PR #3286, opened 2026-07-23
fix(models): doctor probes per-task routes + probe token budget; honor file-plane chat_model

### LINKED ISSUE #3206: chat_model is dead config in any engine-backed process: resolveModel's tier default outranks it, so a self-hosted chat provider silently never runs
## Summary

Setting `chat_model` (in `~/.gbrain/config.json`, in the `config` table, or both)
has **no effect** on `getChatModel()` in any process that has an engine — which
is every real usage: the CLI, the MCP server, and the minion worker. It is
silently replaced by `TIER_DEFAULTS.reasoning` (`anthropic:claude-sonnet-4-6`).

For a brain configured against a self-hosted OpenAI-compatible endpoint and no
Anthropic key, the consequence is that every chat-gated feature reports
"unavailable" and does nothing, with **no error and no log line**.

## Mechanism

`resolveModel` (`src/core/model-config.ts:133`) ends:

```ts
  // 7. Tier default (v0.31.12 — when no override beats us, the tier's
  //    canonical model wins over caller-supplied fallback)
  if (opts.tier && TIER_DEFAULTS[opts.tier]) {
    return await resolveAlias(engine, TIER_DEFAULTS[opts.tier]);
  }

  // 8. Hardcoded fallback (caller-supplied)
  return await resolveAlias(engine, opts.fallback);
```

Step 7 deliberately outranks step 8, and the comment describes step 8 as a
"hardcoded last-resort fallback". That is a reasonable contract **only if the
fallback really is hardcoded**.

It isn't. `reconfigureGatewayWithEngine` (`src/core/ai/gateway.ts:511`) passes the
user's configured value as that fallback:

```ts
const newChat = await resolveModel(engine, {
  configKey: 'models.chat',
  tier: 'reasoning',
  fallback: cfg.chat_model ?? DEFAULT_CHAT_MODEL,   // <-- user config, ranked BELOW the tier default
});
...
_config = { ...cfg, expansion_model: expansionFull, chat_model: chatFull };
```

So user config enters the chain at the lowest priority and can never win. Unless
`models.chat`, `models.default`, `models.tier.reasoning` or `GBRAIN_MODEL` is
set, `chat_model` is overwritten on every startup.

`cli.ts:2231` calls `reconfigureGatewayWithEngine(engine)` right after
`connectEngine()`, so this happens on essentially every command.

`expansion_model` is passed the same way (`tier: 'utility'`) and has the same
problem.

## Why it is invisible

The failure lands somewhere other than the setting that caused it. In facts
extraction:

1. `getFactsExtractionModel` uses `configKey: 'facts.extraction_model'` — step 2,
   which **does** outrank the tier default. So the extraction model resolves
   correctly to the self-hosted model.
2. But `extractFactsFromTurn` guards on `isAvailable('chat')`, which uses
   `getChatModel()` — the *overwritten* value.
3. That resolves to the Anthropic recipe, whose `auth_env.required` is
   `['ANTHROPIC_API_KEY']`, absent → `isAvailable('chat')` is false.
4. `extractFactsFromTurn` returns `[]` at its first guard.

The guard checks a **different model than the one the call would have used**. The
job then completes with `{"inserted":0,"duplicate":0,"superseded":0}` — identical
to a page that genuinely had no facts — in well under a second.

## Reproduction / evidence

Brain: postgres engine, self-hosted OpenAI-compatible chat via the `litellm`
recipe, no `ANTHROPIC_API_KEY`. Both config planes set:

```
config.json : chat_model = litellm:qwen2.5:7b-instruct-q4_K_M
config table: chat_model = litellm:qwen2.5:7b-instruct-q4_K_M
              facts.extraction_model = litellm:qwen2.5:7b-instruct-q4_K_M
```

Temporary instrumentation at the top of `extractFactsFromTurn`, running a real
`facts-absorb` job through `gbrain jobs work`:

```
[DBG-EXTRACT] textLen=8614 chatAvail=false chatModel=anthropic:claude-sonnet-4-6
[DBG-EXTRACT] BAILING: isAvailable(chat) false
→ job completed, {"inserted":0,...}, 0s
```

Note `chatModel` is Anthropic despite both planes saying otherwise.

Adding **`models.chat`** (step 2, which outranks the tier default) and changing
nothing else:

```
[DBG-EXTRACT] textLen=8614 chatAvail=true chatModel=litellm:qwen2.5:7b-instruct-q4_K_M
→ job completed, {"inserted":7,"fact_ids":[5,6,7,8,9,10,11]}, 128s
```

Same page, same code, same credentials. Only the config key differs.

Corroborating: calling `configureGateway(buildGatewayConfig(loadConfig()))` in a
bare process with **no engine** yields `chat_model = litellm:...` and
`isAvailable('chat') === true` — because `reconfigureGatewayWithEngine` never
runs. Engine-free code paths see the user's config; engine-backed ones do not.

## Suggested fixes

1. **Distinguish "user configured this" from "caller's hardcoded default".** Add
   something like `userFallback` that ranks *above* the tier default, and have
   `reconfigureGatewayWithEngine` pass `cfg.chat_model` there — keeping
   `DEFAULT_CHAT_MODEL` at step 8 where the existing comment's reasoning holds.
2. **Failing that, don't silently discard it** — if `cfg.chat_model` is set and
   the tier default overrides it, warn once naming both values and the key to set
   (`models.chat`). Today nothing indicates the setting was ignored.
3. **Make the availability guard check the model it will actually call.**
   `extractFactsFromTurn` should gate on the resolved extraction model, not on
   `getChatModel()`. Even with the above fixed, these can diverge whenever
   `facts.extraction_model` differs from `chat_model`, and the failure mode is
   the same silent zero.
4. **Document the precedence.** `models.chat` beating `chat_model` is very
   surprising, and `gbrain config set chat_model` reports success either way.

Related: #3062 (the same silent-zero surfaces because the unauthenticated-chat
path returns `[]` with no `skipped` reason and no log).

## Environment

gbrain 0.42.63.0, postgres engine, `litellm` recipe against a self-hosted
endpoint, no Anthropic credentials.

### LINKED ISSUE #3219: Doctor skips configured background model routes
`gbrain models doctor` probes only the global chat and expansion models. The newly configurable `models.dream.extract_atoms` and `models.dream.synthesize_concepts` routes can point at a distinct unavailable provider while doctor still reports green.

Suggested fix: resolve and probe each distinct background route, deduplicate identical provider/model combinations, and retain route-key attribution in JSON diagnostics.

- Severity: P1
- Confidence: 100
- Finding ID: `src/commands/models.ts:604-doctor-background-routes`

### LINKED ISSUE #3221: One-token doctor probes falsely fail reasoning models

time-attack:
Backlog fix wave nwf4 — three adversarially verified, unfixed problems in the model-routing/doctor surface.

## Fixes #3219 — doctor skips configured background model routes

`gbrain models doctor` probed only the global chat + expansion models, so a per-task background route (`models.dream.synthesize`, `models.think`, `facts.extraction_model`, ...) pointing at a distinct unreachable provider still reported green. (The issue's route names `models.dream.extract_atoms` / `models.dream.synthesize_concepts` don't exist on master; the fix uses the actual `PER_TASK_KEYS`.)

- New `resolvePerTaskProbePlan(engine, alreadyProbed)` resolves every `PER_TASK_KEYS` route through the same `resolveModel` path `buildReport` uses, dedups against the already-probed chat/expansion models and across routes, and probes each distinct resolved model exactly once.
- Route-key attribution is retained in `ProbeResult.touchpoint` (comma-joined keys, e.g. `models.auto_think,models.think`), and `--skip=<provider>` applies to route probes too.
- Test: `test/models-doctor-per-task-routes.test.ts`.

## Fixes #3221 — one-token doctor probe falsely fails reasoning models (takeover of #3250)

Takeover of open PR #3250 by @Masashi-Ono0611 (credited via Co-authored-by; applied cleanly onto master, nothing to close there — just referencing). The probe's `maxTokens: 1` is either exhausted by reasoning burn (length stop, empty text) or rejected outright by providers with output-token minimums.

- Shared `PROBE_MAX_OUTPUT_TOKENS = 64` budget, widened above any configured extended-thinking budget (`getConfiguredThinkingBudget`, alias-aware); providers bill generated tokens, so non-reasoning models stay ~1-token cost.
- A valid length-exhausted empty completion classifies as reachable, with the generation limitation surfaced in human and `--json` output.
- Added on top of the takeover: a catch-branch classification so the probe stays coherent with #3249's gateway-side contentless-completion rejection if that lands first — the gateway-thrown "output budget exhausted before any content" error is the same reachable-but-reasoning-burned class, not a probe failure.
- Test: `test/models-doctor-probe-token-budget.test.ts` (from #3250, extended with the #3249-coherence pin).

## Fixes #3206 — configured chat_model silently replaced by the tier default

`reconfigureGatewayWithEngine` passed the file-plane `chat_model` / `expansion_model` as `resolveModel`'s bottom-rung `fallback`, which loses to `TIER_DEFAULTS` (step 7) — so explicit user config was silently overwritten on every engine-backed startup, and on non-Anthropic brains every chat-gated feature reported unavailable with no error.

- New `userFallback` slot on `ResolveModelOpts`, ranked between the env var and the tier default: caller-attested explicit user config beats `TIER_DEFAULTS`, while `models.*` config keys and `GBRAIN_MODEL` still win. `reconfigureGatewayWithEngine` passes it only when the gateway value differs from the hardcoded default, so hardcoded defaults stay at the bottom of the chain.
- Silent-zero half: the facts extraction gate (`extractFactsFromTurn`) and the classifier gate (`classifyAgainstCandidates`) now check `isAvailable('chat', <model actually used>)` instead of the global chat default — `facts.extraction_model` on a different provider than `chat_model` no longer extracts zero facts silently.
- Tests: `test/facts-model-gate.test.ts` (new), plus precedence pins in `test/model-config.serial.test.ts` and `test/gateway-tier-extended-models.test.ts`.

## Verification

- `bun run typecheck` exits 0.
- All touched/new test files pass (53 tests across the 6 model/doctor files; 81 across the 10 related facts/doctor suites). Each fix's pinning tests were verified to FAIL with the fix reverted.
- Docs touched (`docs/INSTALL.md`, `docs/architecture/KEY_FILES.md`, `skills/conventions/model-routing.md`) → `bun run build:llms` run; bundles fresh (`test/build-llms.test.ts` passes).
- No VERSION / package.json / CHANGELOG changes (release bookkeeping happens at ship time).


time-attack:
Closing. The `chat_model` being outranked by `TIER_DEFAULTS` is a real defect, but it arrives here inside 706 lines that also add a new per-task doctor probe fan-out (new diagnostic surface) and insert a new rung into `resolveModel`'s precedence chain — a behavior change in the most load-bearing path in the model layer, bundled with unrelated work and a takeover of #3250. We are not taking that combined surface in one reviewable unit. The analysis of each item is genuinely good; the packaging is what closes it.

# Aim of the exercise:
Find where the line with "with no error." sits in the material above, then copy exactly from it through the line with "of the chain.". Add no other line.

# Exercise answer:
`reconfigureGatewayWithEngine` passed the file-plane `chat_model` / `expansion_model` as `resolveModel`'s bottom-rung `fallback`, which loses to `TIER_DEFAULTS` (step 7) — so explicit user config was silently overwritten on every engine-backed startup, and on non-Anthropic brains every chat-gated feature reported unavailable with no error.

- New `userFallback` slot on `ResolveModelOpts`, ranked between the env var and the tier default: caller-attested explicit user config beats `TIER_DEFAULTS`, while `models.*` config keys and `GBRAIN_MODEL` still win. `reconfigureGatewayWithEngine` passes it only when the gateway value differs from the hardcoded default, so hardcoded defaults stay at the bottom of the chain.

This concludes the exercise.